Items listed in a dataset
PR #26954, opened 2025-01-15
feat: ignore failure to sync with newly added cluster member

lenaschoenburg:
When a member is just added to a cluster, we try to update it with the latest cluster configuration. This is quite likely to fail because the new member is still starting up and not ready to sync yet. This would cause "Failed to sync" warnings that can look a bit scary.

Instead of trying to silence the warning, for example by tracking that a member is newly added and therefor ignoring a couple of expected `MessagingException` types, we now ignore the outcome of the first sync by unicasting a gossip request instead of requesting a sync.

Since gossip requests and syncs are handled identically on the receiver side, we only change the behavior on the sender side: with sync, the sender could in theory receive an updated state from the newly added member directly. With the switch to gossip, this sync would occur a bit later as part of the regularly scheduled syncs.
This change in behavior is acceptable because an immediate sync with newly added members is not required for correctness, it is only an improvement to the cluster reconciliation time in the unlikely case that a newly added member has a newer configuration state.

The benefit of switching to gossip is that we don't log out a warning in case the newly added member isn't quite ready yet.


filipecampos (approved):
LGTM

Thanks for the changes @lenaschoenburg

PR #26964, opened 2025-01-15
ci: switch to the default maven resolver

lenaschoenburg:
We were using the old wagon resolver because the new native one was buggy in Maven versions < 3.9.2. 

This change lets maven choose the resolver itself but still stes connection TTL, connection pooling and retry counts to maintain the previous behavior mostly.


cmur2 (approved):
Let's give it a try 👍🏼

PR #26971, opened 2025-01-15
Prefix migration bash script

EuroLew:
## Description

This is a bash script that will handle the migration of the documents and historic indices.

Dependencies:
- `jq`
- `curl`

The script assumes that elasticsearch is reachable at localhost:9200

Not sure about the exact location to place the script, any suggestions would be appreciated

## Related issues

relates to https://github.com/camunda/camunda-docs/pull/4844

### DIFF
--- a/zeebe/migrate.sh
+++ b/zeebe/migrate.sh
@@ -1,0 +1,185 @@
+#!/bin/bash
+
+# Default values
+operate_prefix=""
+tasklist_prefix=""
+new_prefix=""
+
+# Help function
+display_help() {
+    echo "Usage: $0 [options]"
+    echo
+    echo "Options:"
+    echo "  --operate <value>     Prefix defined for operate"
+    echo "  --tasklist <value>    Prefix defined for tasklist"
+    echo "  --prefix <value>      New prefix for harmonised indices"
+    echo "  -h, --help            Display this help message."
+    exit 0
+}
+
+# Parse command-line arguments
+while [[ $# -gt 0 ]]; do
+    case $1 in
+        --operate)
+            operate_prefix="$2"
+            shift 2
+            ;;
+        --tasklist)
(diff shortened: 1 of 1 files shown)


zeebe/migrate.sh
```diff
@@ -0,0 +1,185 @@
...
+echo "Cloning indices to new prefix"
+
+replace_prefix() {
+  local index="$1"
+
+  if [[ $index == "$tasklist_prefix"* ]]; then
+    echo "${index/$tasklist_prefix/$new_prefix-tasklist}"
+  elif [[ $index == "$operate_prefix"* ]]; then
+    echo "${index/$operate_prefix/$new_prefix-operate}"
+  else
```
ChrisKujawa, line 150: 👍🏼

ChrisKujawa (commented):
Thanks @EuroLew 🎉 

I think this will already help a lot in migrating 👍🏼 Please take a look at my comments and I think you should check your script also with https://www.shellcheck.net/, there is also an cli tool for it. 

Regarding testing: I guess you did, right? Do you have a sequence of steps to test it? Can you share it? Will be useful for qa as well. 

Regarding place to put I think would be good if it ends in the dist at the end, so user already have it available if they download the platform.

----


I'm currently a bit concerned about automated tests, I guess it will be a bit harder to set them up. Wdyt?
I have to admit I think you first intention was actually right to put it into a java application. Do you think it is easily doable the same also with the ES client (I guess so?). With that we might be able to set up the test scenario in an integration test? With test container using the old version using old prefixes? 🤔 

Do you have an opinion?

ChrisKujawa:
For reference https://camunda.slack.com/archives/C05QBRGMA9F/p1737123140169309?thread_ts=1737123140.169309&cid=C05QBRGMA9F

PR #26978, opened 2025-01-15
docs: improve REST API spec documentation

### LINKED ISSUE #26741: [C8 API] Fix API docs switcher for `oneOf`
**Describe the bug**

Open API documentation displays advanced filter keys with a switcher but with weird title:

**To Reproduce**

- Open any API docs containing an advanced filter and find the filter switcher, for instance: https://docs.camunda.io/docs/next/apis-tools/camunda-api-rest/specifications/find-process-instances/
- And navigate into Request -> BODY -> filter -> processInstanceKey.
- See switcher with `MOD1` title.

**Expected behavior**

The switcher is displayed with a proper title.

**Environment:**
Latest API docs containing advanced filters.

**Solution:**

Add a `title` for the `oneOf` primitive cases:

```yaml
    LongFilterProperty:
      description: Long property with full advanced search capabilities.
      type: object
      oneOf:
        - type: integer
          format: int64
          title: Integer
        - $ref: "#/components/schemas/AdvancedLongFilter"
```

pepopowitz:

> [Assignment] Please tally the lines of the entries that contain the string "then" and reply with the count alone.

> [Written reply] 2